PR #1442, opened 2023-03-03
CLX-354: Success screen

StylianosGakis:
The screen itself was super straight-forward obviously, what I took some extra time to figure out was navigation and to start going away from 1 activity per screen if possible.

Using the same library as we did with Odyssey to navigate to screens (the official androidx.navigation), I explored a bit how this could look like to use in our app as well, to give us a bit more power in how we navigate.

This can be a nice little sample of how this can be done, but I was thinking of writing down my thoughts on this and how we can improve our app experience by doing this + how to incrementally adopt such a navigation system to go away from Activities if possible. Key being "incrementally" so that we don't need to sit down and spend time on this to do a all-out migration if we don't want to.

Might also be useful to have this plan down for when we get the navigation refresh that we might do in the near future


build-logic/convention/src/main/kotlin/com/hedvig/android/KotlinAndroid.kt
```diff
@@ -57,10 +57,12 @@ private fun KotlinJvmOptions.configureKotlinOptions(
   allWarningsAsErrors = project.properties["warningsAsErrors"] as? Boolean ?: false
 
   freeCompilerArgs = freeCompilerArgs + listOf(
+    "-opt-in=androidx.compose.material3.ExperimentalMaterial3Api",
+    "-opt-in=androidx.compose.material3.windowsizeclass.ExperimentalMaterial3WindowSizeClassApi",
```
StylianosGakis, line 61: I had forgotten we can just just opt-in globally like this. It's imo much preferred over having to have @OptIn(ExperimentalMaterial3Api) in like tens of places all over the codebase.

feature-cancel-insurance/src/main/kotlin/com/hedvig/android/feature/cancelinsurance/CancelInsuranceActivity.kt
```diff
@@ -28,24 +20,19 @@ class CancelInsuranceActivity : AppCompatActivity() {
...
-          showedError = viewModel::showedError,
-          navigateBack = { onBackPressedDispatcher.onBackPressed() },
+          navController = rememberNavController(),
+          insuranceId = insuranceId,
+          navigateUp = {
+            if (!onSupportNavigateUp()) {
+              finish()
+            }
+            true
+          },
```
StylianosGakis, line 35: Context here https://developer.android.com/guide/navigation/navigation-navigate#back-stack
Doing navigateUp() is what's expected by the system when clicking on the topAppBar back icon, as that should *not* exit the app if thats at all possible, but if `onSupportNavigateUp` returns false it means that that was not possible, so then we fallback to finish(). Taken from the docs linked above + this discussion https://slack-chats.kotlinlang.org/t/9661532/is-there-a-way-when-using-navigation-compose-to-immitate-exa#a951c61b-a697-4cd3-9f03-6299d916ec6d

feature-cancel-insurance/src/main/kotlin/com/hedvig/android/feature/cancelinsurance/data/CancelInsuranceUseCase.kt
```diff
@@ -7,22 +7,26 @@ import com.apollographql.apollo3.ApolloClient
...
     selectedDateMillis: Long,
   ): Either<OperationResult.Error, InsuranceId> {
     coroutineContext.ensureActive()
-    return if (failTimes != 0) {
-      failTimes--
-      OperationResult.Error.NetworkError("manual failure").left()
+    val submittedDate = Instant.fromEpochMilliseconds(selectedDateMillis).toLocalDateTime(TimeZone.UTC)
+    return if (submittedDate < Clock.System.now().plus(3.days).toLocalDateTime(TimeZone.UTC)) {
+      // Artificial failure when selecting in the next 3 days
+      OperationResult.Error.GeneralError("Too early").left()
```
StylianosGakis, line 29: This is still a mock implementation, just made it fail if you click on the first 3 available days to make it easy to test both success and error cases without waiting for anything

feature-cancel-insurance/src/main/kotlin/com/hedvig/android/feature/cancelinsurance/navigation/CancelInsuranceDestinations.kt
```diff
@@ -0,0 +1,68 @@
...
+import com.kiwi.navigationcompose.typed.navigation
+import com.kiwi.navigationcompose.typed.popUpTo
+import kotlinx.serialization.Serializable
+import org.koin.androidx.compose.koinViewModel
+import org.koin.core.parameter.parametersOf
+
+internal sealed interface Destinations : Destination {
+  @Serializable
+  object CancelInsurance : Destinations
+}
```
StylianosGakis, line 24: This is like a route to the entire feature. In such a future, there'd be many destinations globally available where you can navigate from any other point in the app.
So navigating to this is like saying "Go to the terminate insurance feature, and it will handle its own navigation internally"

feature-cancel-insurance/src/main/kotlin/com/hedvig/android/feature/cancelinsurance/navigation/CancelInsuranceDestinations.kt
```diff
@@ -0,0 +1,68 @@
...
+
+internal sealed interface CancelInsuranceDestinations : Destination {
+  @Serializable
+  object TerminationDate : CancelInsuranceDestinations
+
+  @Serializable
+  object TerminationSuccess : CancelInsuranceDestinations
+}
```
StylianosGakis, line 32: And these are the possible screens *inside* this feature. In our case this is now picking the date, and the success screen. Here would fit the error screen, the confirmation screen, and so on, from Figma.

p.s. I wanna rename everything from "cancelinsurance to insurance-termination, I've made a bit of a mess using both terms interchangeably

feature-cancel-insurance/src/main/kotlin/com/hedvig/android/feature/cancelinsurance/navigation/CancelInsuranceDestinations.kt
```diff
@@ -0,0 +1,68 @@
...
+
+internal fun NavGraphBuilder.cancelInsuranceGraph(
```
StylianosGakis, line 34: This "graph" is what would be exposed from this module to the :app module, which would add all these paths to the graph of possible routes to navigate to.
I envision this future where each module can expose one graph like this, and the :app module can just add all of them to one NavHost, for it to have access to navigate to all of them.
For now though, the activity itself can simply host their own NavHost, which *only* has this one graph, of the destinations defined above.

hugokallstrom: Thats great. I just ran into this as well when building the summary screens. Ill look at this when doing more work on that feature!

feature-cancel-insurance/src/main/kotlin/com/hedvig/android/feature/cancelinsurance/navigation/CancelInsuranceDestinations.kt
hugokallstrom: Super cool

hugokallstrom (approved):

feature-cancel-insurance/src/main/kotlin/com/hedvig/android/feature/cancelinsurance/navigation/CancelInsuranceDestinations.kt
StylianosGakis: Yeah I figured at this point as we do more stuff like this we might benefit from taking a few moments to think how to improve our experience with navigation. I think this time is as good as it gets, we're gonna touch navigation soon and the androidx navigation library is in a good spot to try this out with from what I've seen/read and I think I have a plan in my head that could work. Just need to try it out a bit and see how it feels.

____

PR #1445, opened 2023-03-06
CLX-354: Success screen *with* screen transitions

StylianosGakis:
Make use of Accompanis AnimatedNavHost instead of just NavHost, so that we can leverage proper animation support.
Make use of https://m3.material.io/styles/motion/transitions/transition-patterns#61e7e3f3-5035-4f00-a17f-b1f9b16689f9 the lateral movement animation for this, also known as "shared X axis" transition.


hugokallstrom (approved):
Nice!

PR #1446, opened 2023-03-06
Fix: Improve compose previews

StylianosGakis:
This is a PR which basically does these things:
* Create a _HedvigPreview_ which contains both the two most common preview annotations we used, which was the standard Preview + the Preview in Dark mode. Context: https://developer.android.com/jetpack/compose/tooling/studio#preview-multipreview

____

### Problem to work on
Where a line of the data above includes the string "typed", pull it out.

### Answer section
+import com.kiwi.navigationcompose.typed.navigation
+import com.kiwi.navigationcompose.typed.popUpTo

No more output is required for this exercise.